▶ [EXERCISE DETAILS]:
Go through the entries below and work out how many lines include "message"; give only that number.

▶ [AVAILABLE RECORDS]:
☆ ☆ ☆ ☆ ☆ ☆ ☆

PR #523, opened 2024-12-16
Add critical alert if cluster is throttling for two hours

gabrielcocenza:
After showing the current alert rules for Managed Solutions, they asked to have a critical alert if the cluster is throttling for two hours.

### DIFF
--- a/src/alert_rules/prometheus/prometheus_alerts.yaml
+++ b/src/alert_rules/prometheus/prometheus_alerts.yaml
@@ -131,7 +131,7 @@
 
   - "alert": "OpenSearchThrottling"
     "annotations":
-      "message": "Cluster {{ $labels.cluster }} is throttling. Please optimize queries and indexing patterns or consider scale the application."
+      "message": "Cluster {{ $labels.cluster }} is throttling. Please review your indexing request rate, index lifecycle or consider scale the application."
       "summary": "OpenSearch Indexing Throttle"
     "expr": |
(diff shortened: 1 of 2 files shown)


src/alert_rules/prometheus/prometheus_alerts.yaml
```diff
@@ -138,3 +138,13 @@
     "for": "5m"
     "labels":
       "severity": "warning"
+
+  - "alert": "OpenSearchThrottlingTooLong"
+    "annotations":
+      "message": "Cluster {{ $labels.cluster }} is throttling for two hours. Please optimize queries and indexing patterns or consider scale the application."
```
phvalguima: I would recommend a slightly different text. Generally, when we get into this situation, it means the indexing request rate is higher than we anticipated OR we did not *planned* this index very well. For the later, something like lifecycle management and breaking the index into different bits (e.g. a time based index ingesting logs can be broken into a per-day index) would be more appropriate.

```suggestion
      "message": "Cluster {{ $labels.cluster }} is throttling for at least two hours. Please review your indexing request rate, index lifecycle or consider scale the application."
```

phvalguima (dismissed):
Some slight rewording on suggestions how to address throttling. Other than that it is a +1 for me

zmraul (dismissed):

phvalguima (dismissed):

zmraul (approved):

Mehdi-Bendriss (approved):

☆ ☆ ☆ ☆ ☆ ☆ ☆

▶ [RESPONSE TO THIS TASK]:
4